Senior School Report
February 4, 2022
by Director of the Senior School, Mr Hamish McCrum
It was fabulous to welcome the students back in person to school this week. While vigilance is still required regarding Covid, it has been very positive for staff and students to enjoy face-to-face teaching and learning. On Monday our Year 12s came together for their Retreat. Steve Lawrence (Hawthorn Footballer 1988 -1998) told them some powerful stories from his own life that will hopefully help them grow in character and encourage them to find the courage to do what they know to be right in big and small ways.

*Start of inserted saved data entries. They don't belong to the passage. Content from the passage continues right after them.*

PR #146, opened 2017-09-06
Release Changes for master

felixboehm:
- better Makefile
- added .gitignore

Open tasks for using default Makefile
- [ ] add webpack build to default Makefile 
- [ ] add testing to default Makefile
- [ ] update README.md on how to use Makefile
- [ ] npm dependencies cleanup?
  - vue -> production dependency
  - rest -> dev dependency

### DIFF
--- a/appinfo/info.xml
+++ b/appinfo/info.xml
@@ -22,7 +22,7 @@ Furthermore guests are fully auditable with the [ownCloud Auditing application](
 	<documentation>
     		<user>https://doc.owncloud.com/server/10.0/user_manual/files/webgui/sharing.html?highlight=guest#sharing-files-with-guest-users</user>
     	</documentation>
-	<licence>AGPL</licence>
+	<licence>GPLv2</licence>
 	<author>ownCloud GmbH</author>
 	<dependencies>
 		<owncloud min-version="10.0" max-version="10.0" />
--- a/.gitignore
+++ b/.gitignore
@@ -1,4 +1,6 @@
 /.idea
 /node_modules
+/build/
 *.bundle.js
 npm-debug.log
+package-lock.json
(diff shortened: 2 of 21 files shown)


appinfo/info.xml
```diff
@@ -22,7 +22,7 @@ Furthermore guests are fully auditable with the [ownCloud Auditing application](
 	<documentation>
     		<user>https://doc.owncloud.com/server/10.0/user_manual/files/webgui/sharing.html?highlight=guest#sharing-files-with-guest-users</user>
     	</documentation>
-	<licence>AGPL</licence>
+	<licence>GPLv2.0</licence>
```
DeepDiver1975: needs to be added to marketplace first

PVince81:
Better Makefile but not as good as the other ones (this one seems to be different). Running `make` twice will rerun npm install every time due to missing a "package.json" related rule.

Doesn't matter, as long as `make dist` works it's fine for now.

See comment from @DeepDiver1975 before merging.

appinfo/info.xml
felixboehm: is wip

felixboehm:
Please keep release branch, until we decide how to persist release version.

appinfo/info.xml
IljaN: @felixboehm can you please use GPLv2 as license key to be in line with other license types? GPLv2 is also the official abbreviation accorind to https://www.gnu.org/licenses/gpl-2.0.html

IljaN:
If we want to release this under GPLv2 we should change the license headers in all of the source files

DeepDiver1975:
> If we want to release this under GPLv2 we should change the license headers in all of the source files

@IljaN done

PR #149, opened 2017-09-13
remove modal and vue.js, create guests only by email

### LINKED ISSUE #115: Guest users cannot be distinguished from regular users in the sharingTabView
Guest users cannot be distinguished from regular users in the sharingTabView
screen shot 2017-07-18 at 17 19 59

In the screenshot dtoledo is already a guest user, but no info in  in the sharingTabView let us know that he is a guest.
 
@pmaier1 FYI @cortho

### LINKED ISSUE #147: Remove guest creation modal
Currently the modal that opens after clicking 'Add...' in the sharing dialog has only two purposes: Setting a user name and specifying an email address when just a name has been entered. We should give up this part of the feature in favor of making guest creation require one step less.

- Remove the ability to enter a user name for guest creation in favor of just entering mail addresses
- When address is not existing -> create guest
- When address is existing -> directly share internally (needs https://github.com/owncloud/guests/issues/115)

cortho:
**Related issues:**
#147, ~~#115~~

I have been testing locally at the frontend and with the integration tests.

**What is done in this PR:**
- moved dynamically created guests.bundle.js to guestshare.js
- removed modal window (fixes #147)
- ~~extended \Files_Sharing\Controller\ShareesController to be able to distinguish between guests and oc users (#115)~~
- use constant for default group name
- ~~show (guest) in autocomplete, when user is a guest (this value will be taken from appconfig's group name)~~
- ~~do not offer guest user creation in autocomplete when an email is already in use~~
- removed vue.js along with composer & co
- removed build information from Makefile

Edit: current status


js/sharedialogview.js
```diff
@@ -0,0 +1,269 @@
...
+
+var Guests = {
+	model: null,
+	email: null,
+	
+	addGuest: function (model, email) {
+		this.model = model;
+		this.email = email;
+		
+		let self = this;
```
PVince81: does `let` work with IE11 without transpiler ?

PVince81: and other browsers like latest Safari, etc... I'd prefer to be safe and use `var` instead

js/sharedialogview.js
```diff
@@ -0,0 +1,269 @@
...
+				email: this.email
+			}
+		}
+
+		$.ajax(xhrObject).done(function (xhr) {
+			self._addGuestShare();
+		}).fail(function (xhr) {
+			let response = JSON.parse(xhr.responseText);
+			let error = response.errorMessages;
+			OCdialogs.alert(
```
PVince81: optional: OC.dialogs.alert (OC.dialogs is an alias of the internal OCdialogs)

js/sharedialogview.js
```diff
@@ -0,0 +1,269 @@
...
+			path: this.model.fileInfoModel.getFullPath()
+		}
+
+		return $.ajax({
+			type: 'POST',
+			url: OC.linkToOCS('apps/files_sharing/api/v1', 2) + 'shares?format=json',
+			data: attributes,
+			dataType: 'json'
+		}).done(function () {
+			if (self.model)
```
PVince81: please add brackets even for a single line

see https://doc.owncloud.org/server/10.0/developer_manual/general/codingguidelines.html#control-structures

js/sharedialogview.js
```diff
@@ -0,0 +1,269 @@
...
+				t('core', 'Error') // title
+			);
+		});
+	},
+}
+
+OC.Plugins.register('OC.Share.ShareDialogView', {
+	attach: function (obj) {
+
+		// Override ShareDigalogView
```
PVince81: Digalog

js/sharedialogview.js
```diff
@@ -0,0 +1,269 @@
...
+				{
+					format: 'json',
+					search: search.term.trim(),
+					perPage: 200,
+					itemType: view.model.get('itemType')
+				},
+				function (result) {
+					$loading.addClass('hidden');
+					$loading.removeClass('inlineblock');
+					if (result.ocs.meta.statuscode == 100) {
```
PVince81: optional: use "api/v2" for slightly more status code sanity and receive 200 here instead of 100

js/sharedialogview.js
```diff
@@ -0,0 +1,269 @@
...
+ * but WITHOUT ANY WARRANTY; without even the implied warranty of
+ * MERCHANTABILITY or FITNESS FOR A PARTICULAR PURPOSE.  See the
+ * GNU General Public License for more details.
+ *
+ * You should have received a copy of the GNU General Public License
+ * along with this program.  If not, see <http://www.gnu.org/licenses/>.
+ *
+ */
+
+var Guests = {
```
PVince81: class is called `Guests` but the file is called `sharedialogview.js` ?

PVince81:
I also need to think about it a bit... my gut feeling tells me that doing "do not offer guest user creation in autocomplete when an email is already in use" is not trivial and might need some backend work instead.

js/sharedialogview.js
```diff
@@ -0,0 +1,269 @@
...
+		});
+	},
+}
+
+OC.Plugins.register('OC.Share.ShareDialogView', {
+	attach: function (obj) {
+
+		// Override ShareDigalogView
+
+		obj.autocompleteHandler = function (search, response) {
```
PVince81: ok now I realize that this is the old existing code that you just moved here... argh... I wish I saw this earlier

js/sharedialogview.js
```diff
@@ -0,0 +1,269 @@
...
+
+						var usersLength;
+						var groupsLength;
+						var remotesLength;
+
+						var i, j;
+
+						// Add potential guests to the suggestions
+						if (searchTerm.search("@") !== -1) {
+							groupName = groupName = "(gast)";
```
PVince81: `(gast)` would need to be translated: `t('guests', '(guest)')`

PVince81: and syntax problem, there are two equals. Change this row to:
```js
groupName = groupName += ' ' + t('guests', '(guest)');
```

js/sharedialogview.js
PVince81: actually what I expected from the original dev was to **extend** the function, not copy paste it.
To extend:
```js
var oldHandler = obj.autocompleteHandler;
obj.autocompleteHandler = function(search, response) {
    return oldHandler.call(obj, search, function() {
        // add additional entries here (challenge might be to get it sorted properly)
        // ...
        response();
    });
}
```

PVince81: We should probably add more hooks in core for the autocomplete handler to allow injecting results inside the array from separate/different requests so they can be sorted and also the "no users" message would work too.

Trying to think of a way without additional hooks...

PVince81: Raised here https://github.com/owncloud/guests/issues/150

PVince81:
Sorry if my comments might sounds confusing. I commented as soon as I saw the code.
I'm starting to get a fuller picture of what you are trying to achieve.

From what I understand:
- ShareesController was overridden to be able to append "($guestGroupName)" for any guest user in the result list
- client-side JS is just a copy of the old vue.js plugin registration, the only change is the endpoint that goes to the guest app's sharee endpoint instead of the core one, to reach ShareesController
- the client-side autocompleteHandler override is only here to inject the extra "create new guest" entry in case an email address was entered.

I'd like to find a way that removes the need to override/extend the ShareesController.
On the other hand, one might say, if we already copy-pasted so much code for the JS override, why not do the same for the server ? :-/

PVince81:
Ideal would to be to have the distinction possible in core, we have been discussing this here: https://github.com/owncloud/core/issues/28979

PVince81:
@cortho I had a chat with @pmaier1 and we agreed that the suffix "($guestGroupName)" is not needed for this version. We'll look into a way for distinguishing users in the share autocomplete directly in core: https://github.com/owncloud/core/issues/28979

Can you remove `ShareesController` and the custom route ?
Removing the dialog and switching to email should be enough for now.

cortho:
@PVince81 ok. I'll look over this and give feedback/changes ASAP

cortho:
@PVince81 I removed SharesController and we are now extending the autocomplete handler, plus the cosmetic/syntax fixes from above. The PR is much smaller now.

js/guestshare.js
```diff
@@ -0,0 +1,136 @@
...
+		var xhrObject = {
+			type: 'PUT',
+			url: OC.generateUrl('/apps/guests/users'),
+			dataType: 'text',
+			data: {
+				displayName: this.email,
+				username: this.email,
+				email: this.email
+			}
+		}
```
PVince81: I suggest running JSLint/JSHint on your JS code. It would tell you to add a semicolon here.

js/guestshare.js
```diff
@@ -0,0 +1,136 @@
...
+					result.push({
+						label: t('core', 'Add {unknown} (guest)', {unknown: searchTerm}),
+						value: {
+							shareType: 4,
+							shareWith: searchTerm
+						}
+					});
+				}
+
+				response(result);
```
PVince81: so it did work, that is really awesome !

Did you notice any sort order issue while testing ? From what I see the original handler sorts before calling the callback: https://github.com/owncloud/core/blob/master/core/js/sharedialogview.js#L248. So you might need to sort again here. Since the list is usually not too long it's ok to do it again.

js/guestshare.js
```diff
@@ -0,0 +1,136 @@
...
+OC.Plugins.register('OC.Share.ShareDialogView', {
+	attach: function (obj) {
+
+		// Override ShareDialogView
+		var oldHandler = obj.autocompleteHandler;
+		obj.autocompleteHandler = function(search, response) {
+
+		    return oldHandler.call(obj, search, function(result) {
+
+				var searchTerm = search.term.trim();
```
PVince81: please check if `result` is defined, if not, call `response()`. See https://github.com/owncloud/core/blob/master/core/js/sharedialogview.js#L269 for an example when it can happen.

cortho:
@PVince81 Thank you for your good review. It looks like we're done then.

PVince81:
hmmm weird

```
± % git checkout -b cortho-new_sharetab_behavior master
git pull https://github.com/cortho/guests.git new_sharetab_behavior

Switched to a new branch 'cortho-new_sharetab_behavior'
From https://github.com/cortho/guests
 * branch            new_sharetab_behavior -> FETCH_HEAD
fatal: refusing to merge unrelated histories
```

PVince81:
wrong repo 🤦‍♂️

PVince81:
@cortho thanks a lot, I'll test it a bit

PVince81:
- [x] TEST: share with email, create guest, account works
- [x] TEST: share with existing guest by entering email address

- [ ] BUG: if I type in the email address of an existing user, the user appears both as "Add guest" and as existing user

@cortho to fix this, I suggest that in your autocompleteHandler, iterate over the results and check if there is any result with the same email address. If yes, then don't add "Add guests".

- [ ] BUG: disable federated sharing (settings/Sharing, untick both under "Federated Cloud Sharing) then share with a new email address like "mail@example.com" (make sure there is no other result). The dropdown does not appear.

Not sure how to fix this. The former autocomplete handler had no results in the set and decided to not display the dropdown, so adding an entry afterwards doesn't properly re-set it.

@cortho would be good if you could fix at least the first issue above. The second one might need dirty hacks, not sure if it will work.

js/guestshare.js
```diff
@@ -0,0 +1,142 @@
...
+					result.push({
+						label: t('core', 'Add {unknown} (guest)', {unknown: searchTerm}),
+						value: {
+							shareType: 4,
+							shareWith: searchTerm
+						}
+					});
+				}
+
+				if (result !== undefined) {
```
PVince81: please move this check at the begining of the function. Because if `result` is undefined, the `result.push` above will fail hard

PVince81:
@cortho another trick to try: instead of adding "Add guest" result inside the overridden handler, add it to the results returned by the server **before** calling oldAutocompleteHandler. Might help solving the second issue and will also resolve the double sorting issue.

PVince81:
I need to finish this, merging for now. Almost there.

PVince81:
the travis tests fail for some strange reason, need to investigate separately

PVince81:
Follow up here: https://github.com/owncloud/guests/pull/151

felixboehm:
This PR removed vue.js, which we agreed on very clear to use as FE framework for this app.
Also the functionality is completely broken, app whitelist is not working.

@cortho

felixboehm:
Question here about vue.js https://github.com/owncloud/guests/issues/147#issuecomment-328856023

IMHO: Even without modal, the vue.js is still needed. So do not remove it.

Yesterday the below link was emailed to parents of Year 12s to a pre-recorded video in lieu of our Year 12 Information Night.
This provides some information regarding the machinations and requirements of the VCE as well as some suggestions and expectations to help students achieve highly and enjoy the year. If parents of Year 12 have not yet viewed the recorded session I encourage them to do so over the next few days.
The start of each school year provides us all with the opportunity to continue as we were, or to make some changes. In all aspects of our lives, be that our learning or relationships, we will achieve more if we put in more effort. We all know that students who put in the time and effort with their mathematics for a particular topic always score more highly on the assessments than they would have had they not put in the effort. What many people fail to realise is that when a student has done this they have also improved their ability in mathematics, and after a number of improved scores, they and others will view their abilities as greater than they did previously. So it is with all things, our abilities are not fixed, and through application they can be grown, and grown again.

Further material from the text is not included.